As a side note, 100 neighbors might be too many if you only have 386 cells and relatively high phenotypical variance. If that causes sensitivity issues, maybe you can use and n_neighbors=30 or n_neighbors=50 once you solve the first issue. If you have few cell types, 100 is probably fine.

QuanlongJiang commented 1 month ago

Thank you for your quick and helpful response. The estimated p-values step finished after more than an hour. I also tried setting pvals_bins=1, and it completed in just a few minutes. Does the choice of pvals_bins significantly affect the results?
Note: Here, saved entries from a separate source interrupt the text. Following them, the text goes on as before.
PR #1468, opened 2026-08-05
CLOUDP-429011 - Add TLS/CA parity for external AppDB (resolve referenced MongoDB CR's TLS)

igor-karpukhin:
# Summary

When an OpsManager uses `spec.externalApplicationDatabaseRef`, the operator previously ignored the referenced CR's TLS settings — OM/BackupDaemon pods had no AppDB CA volume and no `ssl=true`/`mms.mongoCa` configuration. This PR resolves TLS/CA from the referenced MongoDB/MongoDBMultiCluster CR and threads it through the OM/BackupDaemon StatefulSet construction, configuration, and S3 backup pipeline.

Key changes:
- Replaced `BuildAppDBConnectionURL` with `GetAppDBConfig` on the `AppDBReconciler` interface, returning connection string + TLS enabled flag + CA ConfigMap name (works for both internal and external AppDB).
- Removed `GetAppDbCA()` and the `appDBTlsCAConfigMapName` helper that hardcoded `""` for external-AppDB mode; CA is now resolved from the referenced CR via `WithAppDBTLSCAConfigMapName`.
- E2E tests (`om_external_appdb_forward.py`, `om_external_appdb_fresh.py`) now exercise TLS-enabled external AppDB through forward and reverse migrations.

## Proof of Work

- `TestGetAppDBConfig_ExternalAppDB` — table-driven TLS on/off cases.
- `TestOpsManagerReconcile_ExternalAppDBRef_TLS_MountsAppDBCAVolume` — verifies CA volume on OM StatefulSet.
- E2E: sentinel-doc survives forward and reverse migration with TLS-enabled AppDB.

## Checklist

### DIFF
--- a/controllers/operator/appdbreplicaset_external_reconciler.go
+++ b/controllers/operator/appdbreplicaset_external_reconciler.go
@@ -41,14 +41,9 @@ func (r *OpsManagerReconciler) createNewExternalAppDBReconciler(log *zap.Sugared
 // detach-and-adopt migration of any pre-existing internal AppDB (idempotent, no-op once
 // complete), and establishes a watch on the referenced CR.
 func (e *ReconcileExternalAppDBReplicaSet) ReconcileAppDB(ctx context.Context, opsManager *omv1.MongoDBOpsManager) (reconcile.Result, error) {
-	refObject, err := e.validateExternalAppDBReference(ctx, opsManager)
-	if err != nil {
+	if err := e.validateExternalAppDBReference(ctx, opsManager); err != nil {
 		return e.updateStatus(ctx, opsManager, workflow.Failed(xerrors.Errorf("Error validating externalApplicationDatabaseRef: %w", err)), e.log, mdbstatus.NewOMPartOption(mdbstatus.OpsManager))
 	}
-
-	// Set TLS configuration so that it is easily retrievable later in Ops Manager reconciler
-	opsManager.Spec.ExternalApplicationDatabaseRef.IsTLSEnabled = refObject.IsTLSEnabled()
-	opsManager.Spec.ExternalApplicationDatabaseRef.CAConfigMapName = refObject.GetCAConfigMapName()
 
 	if err := e.ensureAppDBStatefulSetOwnership(ctx, opsManager); err != nil {
 		return e.updateStatus(ctx, opsManager, workflow.Failed(xerrors.Errorf("Error detaching internal AppDB StatefulSet: %w", err)), e.log, mdbstatus.NewOMPartOption(mdbstatus.OpsManager))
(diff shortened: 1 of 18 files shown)


controllers/operator/appdbreplicaset_external_reconciler.go
```diff
@@ -67,7 +67,7 @@ func (e *ReconcileExternalAppDBReplicaSet) validateExternalAppDBReference(ctx co
 
 	objectKey := kube.ObjectKey(opsManager.Namespace, ref.Name)
 
-	refObject, err := e.fetchExternalAppDBRefObject(ctx, ref, objectKey)
+	refObject, err := fetchExternalAppDBRefObject(ctx, e.client, ref, objectKey)
```
MaciejKaras: what is the reason to move those two receiver methods to plain functions?

controllers/operator/appdbreplicaset_external_reconciler.go
```diff
@@ -138,29 +138,67 @@ func (e *ReconcileExternalAppDBReplicaSet) computeExternalAppDBConnectionString(
 	password := string(passwordSecret.Data[util.OpsManagerPasswordKey])
 
 	objectKey := kube.ObjectKey(opsManager.Namespace, ref.Name)
-	refObject, err := e.fetchExternalAppDBRefObject(ctx, ref, objectKey)
+	refObject, err := fetchExternalAppDBRefObject(ctx, e.client, ref, objectKey)
```
MaciejKaras: this is the second one

controllers/operator/appdbreplicaset_external_reconciler.go
```diff
@@ -138,29 +138,67 @@ func (e *ReconcileExternalAppDBReplicaSet) computeExternalAppDBConnectionString(
...
 		return "", xerrors.Errorf("failed to fetch externalApplicationDatabaseRef %s: %w", objectKey, err)
 	}
 
 	return refObject.BuildConnectionString(util.OpsManagerMongoDBUserName, password, connectionstring.SchemeMongoDB, nil), nil
 }
 
+// resolveAppDBTLSConfig returns the CA ConfigMap name and TLS-enabled flag that OpsManager and the
+// Backup Daemon should use to trust the AppDB's TLS certificate. For the internally-managed AppDB it
+// reads opsManager.Spec.AppDB; for an external AppDB it reads the referenced MongoDB CR's security config.
+func resolveAppDBTLSConfig(ctx context.Context, c client.Client, opsManager *omv1.MongoDBOpsManager) (caConfigMapName string, tlsEnabled bool, err error) {
```
MaciejKaras: I would move this method call to the `NewOpsManagerReconcilerHelper()` and initialise helper fields there. This will move all of the initialisation of the helper to the single method.

Also I would split the `resolveAppDBTLSConfig` method into two separate methods: one for TLS enabled, one for TLS CA. This will reduce the parameter list reduced and both methods will be small enough.

controllers/operator/appdbreplicaset_external_reconciler.go
MaciejKaras: I've checkout the code and now I understand it ;)

controllers/operator/construct/opsmanager_construction.go
```diff
@@ -93,6 +93,15 @@ func WithConnectionStringHash(hash string) func(opts *OpsManagerStatefulSetOptio
 	}
 }
 
+// WithAppDBTLSCAConfigMapName injects the effective AppDB CA ConfigMap name (resolved by the
+// controller from either the internal AppDB spec or an external AppDB's referenced CR) so the
+// OpsManager and Backup Daemon pods mount the correct CA to trust the AppDB's TLS certificate.
+func WithAppDBTLSCAConfigMapName(name string) func(opts *OpsManagerStatefulSetOptions) {
```
MaciejKaras: This is not ideal, because we also set this field in `getSharedOpsManagerOptions` method and then overwrite it here. The problem is that `getSharedOpsManagerOptions(opsManager *omv1.MongoDBOpsManager)` only has the opsManager as the parameter which we cannot infer the TLS config for the external AppDB.

I have some idea to fix this, but I need to do some testing.

docker/mongodb-kubernetes-tests/tests/opsmanager/om_external_appdb_forward.py
```diff
@@ -52,17 +54,41 @@ def meta_om(namespace: str, custom_version: Optional[str], custom_appdb_version:
...
+    custom_appdb_version: str,
+    appdb_ca_configmap: str,
+    appdb_cert_prefix: str,
+) -> MongoDBOpsManager:
     resource = MongoDBOpsManager.from_yaml(yaml_fixture("om_external_appdb_primary_om.yaml"), namespace=namespace)
     resource.set_version(custom_version)
     resource.set_appdb_version(custom_appdb_version)
+    # start with a TLS-enabled internal AppDB so that after forward migration to the (also TLS)
+    # external CR the connection string (ssl=true, same hosts) is unchanged.
+    resource["spec"]["applicationDatabase"]["security"] = appdb_tls_security(appdb_ca_configmap, appdb_cert_prefix)
```
MaciejKaras, line 82: I think we can explicitly move TLS configuration to the .yaml file instead of calling specific method

docker/mongodb-kubernetes-tests/tests/opsmanager/om_external_appdb_fresh.py
```diff
@@ -164,10 +185,22 @@ def _assert_shared_secrets_claimed_and_unchanged(self, namespace: str):
...
+    ):
         primary_om.load()
         primary_om["spec"]["externalApplicationDatabaseRef"] = None
-        primary_om["spec"]["applicationDatabase"] = {"members": 3, "version": custom_appdb_version}
+        # the internal AppDB keeps TLS with the same CA/certs as the external CR, so the computed
+        # connection string (ssl=true + same hosts) is unchanged and the migration stays graceful.
+        primary_om["spec"]["applicationDatabase"] = {
+            "members": 3,
+            "version": custom_appdb_version,
+            "security": appdb_tls_security(appdb_ca_configmap, appdb_cert_prefix),
```
MaciejKaras: possibly inline

docker/mongodb-kubernetes-tests/tests/opsmanager/om_external_appdb_tls.py
MaciejKaras, line 1: What do we need this test file for? It seems that the TLS configuration is already present in fresh and forward tests

controllers/operator/appdbreplicaset_external_reconciler.go
igor-karpukhin: We can, but there is one thing here: the `NewOpsManagerReconcilerHelper` is called not only in the main `Reconcile` but also in `OnDelete` for cleanup when the OM is deleted. In case of deletion, the referenced MongoDB CR might not exist, so the `resolveAppDBTLSConfig` will return an error and abort the cleanup. So I vote for leaving it here

igor-karpukhin: If we split the method, both functions will have to `GET` the referenced CR, so this is the reason this is one method, instead of two. We can have one `GET` but we store this info in some helper and use it later in two places, if you want

controllers/operator/construct/opsmanager_construction.go
igor-karpukhin: Would you like to fix it? Because I think this fix also affects the comment above

docker/mongodb-kubernetes-tests/tests/opsmanager/om_external_appdb_forward.py
igor-karpukhin: This is possible, if you prefer the declarative way. But as you can see this is already shared with all `external-appdb` tests

docker/mongodb-kubernetes-tests/tests/opsmanager/om_external_appdb_tls.py
igor-karpukhin: This is base test, written before applying TLS changes to your tests. Let me remove it

docker/mongodb-kubernetes-tests/tests/opsmanager/om_external_appdb_fresh.py
igor-karpukhin: Good point, fixed

pkg/telemetry/collector.go
filipcirtog, line 327: What about the external domains for an External AppDB? 
Could something like this work?

```
if item.Spec.ExternalApplicationDatabaseRef == nil {
    appDBClusters = len(item.Spec.AppDB.ClusterSpecList)
    appDBExternalDomains = getExternalDomainPropertyForAppDB(item)
} else {
    appDBExternalDomains = getExternalDomainPropertyForExternalAppDB(ctx, operatorClusterClient, item)
}
```

```
func getExternalDomainPropertyForExternalAppDB(ctx context.Context, operatorClusterClient kubeclient.Client, om omv1.MongoDBOpsManager) string {
    ref := om.Spec.ExternalApplicationDatabaseRef
    key := kubeclient.ObjectKey{Namespace: ref.Namespace, Name: ref.Name}

    mdb := &mdbv1.MongoDB{}
    if err := operatorClusterClient.Get(ctx, key, mdb); err != nil {
        return ExternalDomainNone
    }
    return getExternalDomainProperty(*mdb)
}

```

filipcirtog: I have just seen the `resolveExternalAppDBProperties` method on the next stack. Please ignore the comment.

filipcirtog (approved):

MaciejKaras (approved):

Additionally, I have an important question: How can I obtain the ψ̂(probability) for each exon in each cell, similar to what is shown for Mapt exon 10 in your paper? I couldn't locate this information. Is it found in psix_object.adata.uns['psi']?

Thank you very much! Quanlong

cfbuenabadn commented 1 month ago

I don't think the choice of bins for the p-value matters much. I added that feature because a few genes with high expression and high splicing change get slightly inflated scores when randomized. The reasons why I don't think it matters much is that first, those are just a few genes, so they likely don't affect sensitivity much. Secondly, in my opinion a gene with high expression and high splicing variance that is not biologically relevant is unrealistic, so I don't think that using one single bin will result in a false positive issue for the top-scoring genes. Thirdly, the score and rank don't change regardless of your p-value choice, so they're still useful.

That being said, I'm surprised that it took that long to compute the p-values of one particular bin. Are you using Psix version >= 0.11.0? There might be some edge cases in which it struggles, so I'll have to make sure I catch them.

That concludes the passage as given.